February 27, 2018 / 8:39 PM / 20 days ago

GLOBAL MARKETS-Stocks slip, yields rise on Fed chief's testimony

* Stocks turn south, yields rebound on new inflation fears

* Dollar gains as Powell suggests gradual rake hikes

* Oil prices dip before U.S. crude inventory data

By Herbert Lash

NEW YORK, Feb 27 (Reuters) - World stock markets broadly fell and government debt yields rose on Tuesday as traders perceived a greater tightening of U.S. monetary policy than forecast after remarks by the new Federal Reserve chief in testimony before the U.S. Congress.

Fed Chairman Jerome Powell pledged to balance the risk of an overheating economy and the need to keep growth on track in his prepared testimony, but Powell’s remark that inflation has strengthened since December sent yields higher and stocks lower.

The 10-year U.S. Treasury, the global benchmark for commercial lending, jumped past 2.9 percent and equity markets in Europe and Wall Street turning south, with MSCI’s key index of global equity performance falling half a percentage point.

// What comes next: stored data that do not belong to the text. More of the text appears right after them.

PR #55, opened 2015-08-27
Fix compilation and warnings on Xcode7b6.

mblsha:
I've modified 'unused map result' warnings to use foreach syntax in order to improve efficiency a bit. Other option was to silence the warning by adding '_ =' prefix, but I thought that was worse.

### DIFF
--- a/Operations/Operations/GroupOperation.swift
+++ b/Operations/Operations/GroupOperation.swift
@@ -75,7 +75,7 @@ extension GroupOperation: OperationQueueDelegate {
     }
 
     public func operationQueue(queue: OperationQueue, operationDidFinish operation: NSOperation, withErrors errors: [ErrorType]) {
-        _aggregateErrors.extend(errors)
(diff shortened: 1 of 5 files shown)


danthorpe:
This is great @mblsha - I'm a little behind the curve on b7! I'm just updating my build machine, so that everything compiles, will merge asap.

jshier:
Just FYI, but all of the `.map` calls could have been replaced with `.forEach` rather than actual for loops. Keeps the lines exactly the same otherwise. Any interest in such a change?

danthorpe:
Thanks for the info @jshier! That's okay, I will look into it this weekend. I'm a little bit behind on Swift 2.0 but I'm planning on bringing this branch up to date. Including finishing off the Safari operation, and a Contacts.framework version of what I've been doing in #54. Stay tuned!

mblsha:
@jshier Thanks! Fixed in #56 :-)

PR #56, opened 2015-08-28
Use forEach method instead of 'for .. in ..'.

mblsha:
I liked @jshier's suggestion, and improved the code straight away.


danthorpe:
Merged! Thanks @mblsha and @jshier!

The dollar added to gains against the euro, the yen and a basket of major currencies and gold prices fell as Powell’s comments were in general positive for the greenback, said Brad Bechtel, managing director of FX at Jefferies, in New York.

Market participants in general said Powell hewed to a gradual increase in rates, yet some saw his remarks as hawkish.

“It seems that Mr. Powell’s personal views on the strength of the economy have been upgraded since December,” said Jason Ware, chief investment officer at Albion Financial in Salt Lake City.

“So the market is keying off this idea of thinking maybe it won’t be three rate hikes, but maybe four,” Ware said, referring to the Fed’s forecast for 2018.

Michael O’Rourke, chief market strategist at JonesTrading in Greenwich, Connecticut said investors keyed off a question to Powell about the number of rate hikes this year.

“He said it’s his impression the economy was getting stronger, which subtly gave the indication that he was going to raise his personal forecast for four rate hikes this year,” O’Rourke said.

The dollar index rose 0.55 percent, with the euro down 0.64 percent to $1.2237. The Japanese yen weakened 0.45 percent versus the greenback at 107.42 per dollar.

MSCI’s stock index of 47 countries shed 0.53 percent. The pan-European FTSEurofirst 300 index of leading regional shares fell 0.13 percent to close at 1,498.06.

On Wall Street, the Dow Jones Industrial Average fell 162.37 points, or 0.63 percent, to 25,546.9. The S&P 500 lost 21.07 points, or 0.76 percent, to 2,758.53 and the Nasdaq Composite dropped 55.93 points, or 0.75 percent, to 7,365.54.

Euro zone bond yields initially rose after Powell’s early comments but soon trimmed those gains in line with U.S. bond yields.

Germany’s 10-year bond yields rose 1.5 bps to 0.674 percent, shrugging off news that German inflation has slowed.

Benchmark 10-year U.S. Treasury notes fell 13/32 in price to push yields up 2.9062 percent.

Oil fell in its first decline in five days, pressured by a firmer dollar and expectations that upcoming weekly data will show an increase in U.S. crude inventories.

Oil dipped before weekly data that is forecast to show rising U.S. crude inventories, though investor confidence in OPEC’s ability to curb output helped stem the price slide.

Brent crude futures settled at $66.63 a barrel, down 87 cents on the day, while U.S. West Texas Intermediate crude fell 90 cents to settle at $63.01.

April U.S. gold futures settled down $14.20, or 1.1 percent, at $1,318.60 per ounce.